The Clearing House has also signed off on FOI responses from other Whitehall departments – effectively centralising control within Gove’s office over what information is released to the public – and collating lists of journalists with details about their work.
Freedom of Information requests are supposed to be ‘applicant-blind’: meaning who makes the request should not matter. But privately government departments commented that “Corderoy is from OpenDemocracy”.
Cabinet office minister Michael Gove maintains that “all FOI requests are treated exactly the same” – he said as much in Parliament this week – but a journalist at The Times, George Greenwood, recently reported on how his FOIs had been targeted by the Clearing House, too, with one official describing him as the “ever-active Mr Greenwood”.
The Cabinet Office has dismissed openDemocracy’s coverage as “tendentious” – but last month, in a rare show of transparency, the Cabinet Office publicly published details about the Clearing House, including that the unit’s remit covers the Supreme Court and the Crown Prosecution Service.
Gove’s ministry has been accused of a ‘lack of understanding of the basic principles’ of Freedom of Information legislation
Most FOIs are sent by members of the public, but fewer and fewer receive any information. openDemocracy’s Art of Darkness report on FOI found that the percentage of requests granted in full had fallen from 62% in 2010 to 44% in 2019.

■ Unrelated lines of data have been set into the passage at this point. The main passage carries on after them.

PR #725, opened 2022-09-21
Add Italian translation

mapi68:
Added Italian translation, fix language order and xml formatting.

### DIFF
--- a/data/com.github.jeromerobert.pdfarranger.metainfo.xml
+++ b/data/com.github.jeromerobert.pdfarranger.metainfo.xml
@@ -6,165 +6,165 @@ License version 3 or later.
 See file COPYING or go to <http://www.gnu.org/licenses/> for full license details.
 -->
 <component type="desktop-application">
-  <id>com.github.jeromerobert.pdfarranger</id>
-  <name>PDF Arranger</name>
-  <name xml:lang="ko">PDF 편집기</name>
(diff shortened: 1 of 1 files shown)


dreua:
For proper review those need to be split up in 3 commits. Furthermore I'm not sure we want to change the formatting, are there good reasons to do that?

dreua:
Nitpick: Commit comments should be in present tense, I.e. Add instead of Added.

mapi68:
> For proper review those need to be split up in 3 commits. Furthermore I'm not sure we want to change the formatting, are there good reasons to do that?

Only cosmetic changes......

mapi68:
> Nitpick: Commit comments should be in present tense, I.e. Add instead of Added.

You're right.

dreua:
The [Freedesktop example](https://freedesktop.org/software/appstream/docs/chap-Quickstart.html) as well as [Nautilus](https://github.com/GNOME/nautilus/blob/master/data/org.gnome.Nautilus.appdata.xml.in.in) use two spaces indentation, therefore I won't merge a commit changing that to tabs without giving a very good reason.

I'd still like to add your translations, would you submit them without any other changes? (If you want to reorder, do that in a separate commit, please.) You may use `--force-with-lease`  to update this branch / PR.

jeromerobert:
Superseded by #734

PR #727, opened 2022-09-21
Update it.po

mapi68:


po/it.po
```diff
@@ -266,23 +271,23 @@ msgstr "_Salva"
...
 
 #: pdfarranger/pdfarranger.py:940
 msgid "Save changes to “{}” before closing?"
-msgstr "Salvare le modifiche apportate a “{}”prima di chiudere?"
+msgstr "Salvo le modifiche apportate a “{}”prima di chiudere?"
 
 #: pdfarranger/pdfarranger.py:943
 msgid "Save changes before closing?"
-msgstr "Salvare le modifiche prima di chiudere?"
+msgstr "Salvo le modifiche prima di chiudere?"
```
dreua, line 286: It looks like you are changing the grammar here. Is this consistent with how other software, ideally Gnome software, is using it?

po/it.po
```diff
@@ -484,15 +491,15 @@ msgstr "_Elimina"
 
 #: data/menu.ui.h:19
 msgid "Dupl_icate"
-msgstr "D_uplica"
+msgstr "Dupl_ica"
 
 #: data/menu.ui.h:20
 msgid "Re_verse Order"
-msgstr "_Inverti Ordine"
+msgstr "In_verti ordine"
```
dreua, line 499: Please explain this change, it's not necessarily wrong, I just want to be sure you know what you are doing here.

dreua (commented):
Thank you for the new translations and fixes! I've just two quick questions to make sure we are heading in the right direction here, I hope you don't mind.

po/it.po
mapi68: "pick a strong letter (e.g. in "Search and replace" rather pick s, r or p than a)"

po/it.po
mapi68: I did a search and saw that many translations use the infinitive form, I think gnome too. Do I have to change them all?

po/it.po
mapi68: > It looks like you are changing the grammar here...

Here must be "Invertire ordine"?

po/it.po
dreua: I don't know about Italian but most software uses the infinitive form. If the remains off my Latin are of any help, you are changing this away from the infinitive form to some other form. Why do you think this is better? I think we should go with what most software does unless there are good reasons or a (Gnome) guideline saying otherwise.

Maybe the other translators, @MichelePezza or @albanobattistella, can chime in with there opinions?

albanobattistella: HI,

"Salvare le modifiche prima di chiudere?"  thisi is the correct form.

mapi68: It's "Inverti ordine" without uppercase "O", the same as "Seleziona tutto" and not "Selezionare tutto".
I finish now to revert those changes. 
How can I do to update file without create a new pull request?

jeromerobert:
Superseded by #734

PR #740, opened 2022-10-02
manpage: fix NAME to be the actual executable name

kapouer:
lexgrog, which is used by mandb, ignores names with spaces (see lexgrog.1).


dreua:
Thank you!

Issue #729, opened 2022-09-22
Wrong text and images location when creating booklet


jeromerobert:
The order of pages seems to be ok but I see strange results on the document linked in 720. The text is overlapped with text from another page:
![A](https://user-images.githubusercontent.com/60842129/190944105-ad32c686-f1f2-4334-b2b2-4dfe1b18de85.jpg)

_Originally posted by @kbengs in https://github.com/pdfarranger/pdfarranger/issues/721#issuecomment-1250522146_

jeromerobert:
Here is a pdf with 4 pages.
* Open [minimum.pdf](https://github.com/pdfarranger/pdfarranger/files/9601184/minimum.pdf)
* Split page 2, 3 and 4
* Select all and generate booklet
* Export, result: [out2.pdf](https://github.com/pdfarranger/pdfarranger/files/9601200/out2.pdf)

_Originally posted by @kbengs in https://github.com/pdfarranger/pdfarranger/issues/721#issuecomment-1251361615_

dreua:
> Here is a pdf with 4 pages.
> 
>     * Open [minimum.pdf](https://github.com/pdfarranger/pdfarranger/files/9601184/minimum.pdf)
> 
>     * Split page 2, 3 and 4

* Duplicate the first page

>     * Select all and generate booklet
> 
>     * Export, result: [out2.pdf](https://github.com/pdfarranger/pdfarranger/files/9601200/out2.pdf)

With this step added, I too see weird overlays.

![image](https://user-images.githubusercontent.com/15114715/191740900-0ec0e96a-a406-4794-918c-c29aa1b299d9.png)

dreua:
Maybe this is due to content which has been just hidden by a Crop-/MediaBox reappearing? Afaik, split page just sets the CropBox. It may not be obvious with each PDF depending on how it was cropped and whether it has transparencies.

kbengs:
To reproduce this since f4d89708f08eef8bf9462b85c5bbbab220d81677 was merged:
1. Open [minimum.pdf](https://github.com/pdfarranger/pdfarranger/files/9601184/minimum.pdf)
2. Delete the first page
3. Select all and split
4. Duplicate the first page
5. Select all and generate booklet

-> There is text from another page on page 2 to the left and on page 3 to the right

kbengs:
This is fixed since fe0699964e8bfed2aeb3080e1b9c337f3e01eb0d when TrimBox and CropBox will be removed on export.

PR #753, opened 2022-10-30
Fix equal page size test in generate booklet

kbengs:
This seems to fix it...


kbengs:
No there is still more to fix with #729 But this is one thing.

PR #760, opened 2022-11-22
Improve multi-export workflow

kbengs:
Ask if you want to know more why the changes are done

### DIFF
--- a/pdfarranger/exporter.py
+++ b/pdfarranger/exporter.py
@@ -270,7 +270,7 @@ def _copy_n_transform(pdf_input, pdf_output, pages, quit_flag=None):
         )
 
 
-def export_doc(pdf_input, pages, mdata, exportmode, file_out, quit_flag):
+def export_doc(pdf_input, pages, mdata, files_out, quit_flag):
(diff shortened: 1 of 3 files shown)


jeromerobert:
I can help to fix the tests but let's wait for 1.9.2 before merging that one.

kbengs:
This should be working. This should improve saving/exporting imo. :-)

jeromerobert:
You can cherry-pick 51a38e6 to fix the test.

jeromerobert:
The default file name become `test-0001.pdf` in the export file chooser. If I keep it as is it lead to exported file named like `test-0001-0001.pdf`. Is this expected ?

kbengs:
Yes the filename would be `test-0001-0001.pdf` if exporting to "individual files" The first `0001` say it's 1:st export, the second `0001` say it's page number 1. The good thing about this is that the names should not conflict with already existing names, even if you use the export action several times.

I had doubts about if this was good. It looks complicated and the filename in the dialog will not be the exact name of the first exported file. Should I remove the first `0001` part of `test-0001-0001.pdf` when exporting to "individual files" ? Any opinions?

The Cabinet Office is the worst offender, routinely withholding more information than any other government department. The Information Commissioner’s Office has accused Gove’s ministry of a “lack of understanding of the basic principles” of Freedom of Information legislation.
This week, a new report from transparency charity mySociety warned that FOI was in danger of “sliding into obsolescence” without urgent reform.
openDemocracy’s Jenna Corderoy does not expect that this will be her last visit to the first-tier tribunal.
“I have more FOI requests and internal reviews with the Cabinet Office about the Clearing House,” she says. “It should come as no surprise that they've remained unanswered. Will I need to go to the tribunal again?”